PR #10897, opened 2019-01-07
chore(gatsby): add TypeScript definitions for config & plugin APIs

JamesMessinger:
## Description

I added TypeScript definitions for the [`gatsby-config.js`](https://www.gatsbyjs.org/docs/gatsby-config/#gatsby-config), [`gatsby-node.js`](https://www.gatsbyjs.org/docs/node-apis/), [`gatsby-browser.js`](https://www.gatsbyjs.org/docs/browser-apis/), and [`gatsby-ssr.js`](https://www.gatsbyjs.org/docs/ssr-apis/) APIs. 

Some of the definitions could use more details (for example, many functions are simply defined as `Function`), but at least every method, parameter, and property are defined, which provides good intellisense and code-completion assistance in tools like VSCode. 😎

## Related Issues
N/A

PR #13619, opened 2019-04-25
chore: add & fix type definitions for gatsby, gatsby-link, gatsby-source-fs

orta:
## Description

Improves the TypeScript type definitions to Gatsby, and also annotates them so that you get inline documentation + API references. Not complete, but a great start. Builds off the work by @JamesMessinger in https://github.com/gatsbyjs/gatsby/pull/10897

### config
Screen Shot 2019-04-24 at 9 46 53 PM

### gatsby-node
Screen Shot 2019-04-24 at 10 09 26 PM

and
Screen Shot 2019-04-24 at 10 10 09 PM

### Link

Screen Shot 2019-04-24 at 10 12 07 PM


packages/gatsby/index.d.ts
```diff
@@ -11,24 +14,859 @@ export {
...
+  tracing: Tracing;
+  [key: string]: unknown;
+}
+
+export interface Actions {
+  /** @see https://www.gatsbyjs.org/docs/actions/#deletePage */
+  deletePage: Function;
+
+  /** @see https://www.gatsbyjs.org/docs/actions/#createPage */
+  createPage(args: CreatePageArgs, option?: ActionOptions): void;
```
wardpeet: CreatePageArgs isn't really correct for this function

We'll need to reuse plugin a few types so probably best to create a type for it
```ts
interface ActionPlugin {
  name: string;
}
```

```suggestion
  createPage(args: {path: string, component: string, context: Record<string, unknown>}, plugin?: ActionPlugin, option?: ActionOptions): void;
```

packages/gatsby/index.d.ts
```diff
@@ -11,24 +14,859 @@ export {
...
+
+  /** @see https://www.gatsbyjs.org/docs/actions/#deletePage */
+  deleteNode(args: DeleteNodeArgs, option?: ActionOptions): void;
```
wardpeet: This one isn't correct either
```suggestion
  deleteNode(options: { node: Node }, plugin?: ActionPlugin, option?: ActionOptions): void;
```

packages/gatsby/index.d.ts
```diff
@@ -11,24 +14,859 @@ export {
...
+
+  /** @see https://www.gatsbyjs.org/docs/actions/#deleteNodes */
+  deleteNodes: Function;
+
+  /** @see https://www.gatsbyjs.org/docs/actions/#createNode */
+  createNode(node: Node, options?: ActionOptions): void;
```
wardpeet:
```suggestion
  createNode(node: Node, plugin?: ActionPlugin, options?: ActionOptions): void;
```

packages/gatsby/index.d.ts
```diff
@@ -11,24 +14,859 @@ export {
...
+
+  /** @see https://www.gatsbyjs.org/docs/actions/#touchNode */
+  touchNode: Function;
+  
+  /** @see https://www.gatsbyjs.org/docs/actions/#createNodeField */
+  createNodeField(args: CreateNodeFieldArgs, options?: ActionOptions): void;
```
wardpeet: I could not find `CreateNodeFieldArgs`
```suggestion
  createNodeField(args: {node: Node, fieldName?: string, fieldValue?: string, name?: string, value: any}, plugin?: ActionPlugin, options?: ActionOptions): void;
```

packages/gatsby/index.d.ts
```diff
@@ -11,24 +14,859 @@ export {
...
+}
+
+export interface Store {
+  dispatch: Function;
+  subscribe: Function;
+  getState: Function;
+  replaceReducer: Function;
+}
+
+export interface Reporter {
```
wardpeet: The reporter got some kind of makeover so these types should suffice

```ts
type logMessageType = (format: string, ...args: any[]) => void

export interface Reporter {
  stripIndent: Function;
  format: object;
  setVerbose(isVerbose: boolean): void;
  setNoColor(isNoColor: boolean): void;
  panic(...args: any[]): void;
  panicOnBuild(...args: any[]): void;
  error(message: string, error: Error): void;
  uptime(prefix: string): void;
  success: logMessageType;
  verbose: logMessageType;
  info: logMessageType;
  warn: logMessageType;
  log: logMessageType;
  activityTimer(name: string, activityArgs: { parentSpan: object }): { start: () => void, 
status(status: string): void, end: () => void, span: object}
}
```

stripIndent uses [common-tags](https://github.com/declandewet/common-tags) & format is using [chalk](https://github.com/chalk/chalk)

orta:
Perfect, I did this to learn the Gatsby API - so I'll make all those tweaks. 

Re: exported interfaces, it can depend a bit - if plugins or other functions end up exposing some of these interfaces then we'll have to include them. I'm definitely not in a position to know which is/isn't eventually exposed. So I'm happy to remove thing you recommend.

packages/gatsby/index.d.ts
orta: For now, it can be simpler, doing the whole `@types` dependency thing is a bit tricky ATM

stefanprobst:
Would be cool to also add
https://github.com/gatsbyjs/gatsby/blob/dcf6be845dbc73f5cda87f596c58afe8ce683eb8/packages/gatsby/src/redux/actions.js#L1335
https://github.com/gatsbyjs/gatsby/blob/dcf6be845dbc73f5cda87f596c58afe8ce683eb8/packages/gatsby/src/utils/api-node-docs.js#L238

wardpeet:
thanks, @stefanprobst I added both APIs.

@orta mind going over the 3 commits I made and fix them if I made some mistakes (I ran prettier on the last one so you should be able to ignore it unless we need to add some different configs). If so I can merge this one! 🎉 if anything is missing we can iterate on this one in a follow-up PR.

packages/gatsby-source-filesystem/index.d.ts
```diff
@@ -0,0 +1,72 @@
...
+  url: string;
+  store: object;
+  cache: object;
+  createNode: Function;
+  createNodeId: Function;
+  auth?: object;
+  ext?: string;
+}
+
+export interface FileSystemNode extends Node {
```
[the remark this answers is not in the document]
orta: I *think* this can be turned into something that extends from the node types import, but this is a good start for now IMO

wardpeet:
published in:
 - gatsby-image@2.0.41
 - gatsby-link@2.0.17
 - gatsby-plugin-feed@2.1.2
 - gatsby-plugin-google-analytics@2.0.19
 - gatsby-plugin-google-gtag@1.0.17
 - gatsby-source-filesystem@2.0.33
 - gatsby@2.3.34

antoinerousseau:
`createRemoteFileNode` returns a `Promise`, not a `FileSystemNode`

• _PROBLEM REQUIREMENTS_
Return every line of the listing above that contains "source".

• _RESULT BELOW_
chore: add & fix type definitions for gatsby, gatsby-link, gatsby-source-fs
packages/gatsby-source-filesystem/index.d.ts
 - gatsby-source-filesystem@2.0.33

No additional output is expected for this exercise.